> [Material shown]:
PR #926, opened 2022-02-25
Add Dandiset Zarr Ingestion Script

AlmightyYakob:
This is a follow up to #914, which adds a method for dispatching ingestion for all zarrs within a given dandiset.

### DIFF
--- a/dandiapi/api/admin.py
+++ b/dandiapi/api/admin.py
@@ -26,7 +26,7 @@ from dandiapi.api.models import (
     ZarrArchive,
     ZarrUploadFile,
 )
-from dandiapi.api.tasks.zarr import ingest_zarr_archive
+from dandiapi.api.tasks.zarr import ingest_dandiset_zarrs, ingest_zarr_archive
 from dandiapi.api.views.users import social_account_to_dict
 
 admin.site.site_header = 'DANDI Admin'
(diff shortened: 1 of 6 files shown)


dandiapi/api/admin.py
```diff
@@ -97,6 +97,23 @@ class DandisetAdmin(GuardedModelAdmin):
...
+        for dandiset in queryset:
+            ingest_dandiset_zarrs(dandiset_id=dandiset.id)
+
+        # Return message
+        plural = 's' if queryset.count() > 1 else ''
+        self.message_user(
+            request,
+            f'Ingesting zarr archives for {queryset.count()} dandiset{plural}.',
+            messages.SUCCESS,
+        )
```
dchiquito, line 111: why not use ngettext here?

dchiquito (approved):
I'm curious what the use case of this task is. I think most dandisets will not have that many zarrs, so it seems simple enough to just select the zarrs in the dandiset and ingest those.

satra:
> most dandisets will not have that many zarrs

what do you consider that many? 108 will have about 4000 when completed.

dandiapi/api/admin.py
AlmightyYakob: It just seemed more messy than it was necessary in this case, Since the only change is `dandiset(s)`. However, if you think it's worthwhile to use `ngettext` here as well, I can change it.

PR #932, opened 2022-03-01
Allow running frontend/backend prod deploy actions from github UI

mvandenburgh:
This will let us bypass the release process and run the deploy actions directly from the GitHub UI, and will prevent us from having to cherry-pick out commits when releasing to production.


waxlamp (approved):

dchiquito (approved):

mvandenburgh:
We discussed this offline and decided to go with an approach based on intuit/auto instead.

> [Task requirements]:
Exactly as written above, copy out all the records.

> [Reply]:
PR #926, opened 2022-02-25
Add Dandiset Zarr Ingestion Script

AlmightyYakob:
This is a follow up to #914, which adds a method for dispatching ingestion for all zarrs within a given dandiset.

### DIFF
--- a/dandiapi/api/admin.py
+++ b/dandiapi/api/admin.py
@@ -26,7 +26,7 @@ from dandiapi.api.models import (
     ZarrArchive,
     ZarrUploadFile,
 )
-from dandiapi.api.tasks.zarr import ingest_zarr_archive
+from dandiapi.api.tasks.zarr import ingest_dandiset_zarrs, ingest_zarr_archive
 from dandiapi.api.views.users import social_account_to_dict
 
 admin.site.site_header = 'DANDI Admin'
(diff shortened: 1 of 6 files shown)


dandiapi/api/admin.py
```diff
@@ -97,6 +97,23 @@ class DandisetAdmin(GuardedModelAdmin):
...
+        for dandiset in queryset:
+            ingest_dandiset_zarrs(dandiset_id=dandiset.id)
+
+        # Return message
+        plural = 's' if queryset.count() > 1 else ''
+        self.message_user(
+            request,
+            f'Ingesting zarr archives for {queryset.count()} dandiset{plural}.',
+            messages.SUCCESS,
+        )
```
dchiquito, line 111: why not use ngettext here?

dchiquito (approved):
I'm curious what the use case of this task is. I think most dandisets will not have that many zarrs, so it seems simple enough to just select the zarrs in the dandiset and ingest those.

satra:
> most dandisets will not have that many zarrs

what do you consider that many? 108 will have about 4000 when completed.

dandiapi/api/admin.py
AlmightyYakob: It just seemed more messy than it was necessary in this case, Since the only change is `dandiset(s)`. However, if you think it's worthwhile to use `ngettext` here as well, I can change it.

PR #932, opened 2022-03-01
Allow running frontend/backend prod deploy actions from github UI

mvandenburgh:
This will let us bypass the release process and run the deploy actions directly from the GitHub UI, and will prevent us from having to cherry-pick out commits when releasing to production.


waxlamp (approved):

dchiquito (approved):

mvandenburgh:
We discussed this offline and decided to go with an approach based on intuit/auto instead.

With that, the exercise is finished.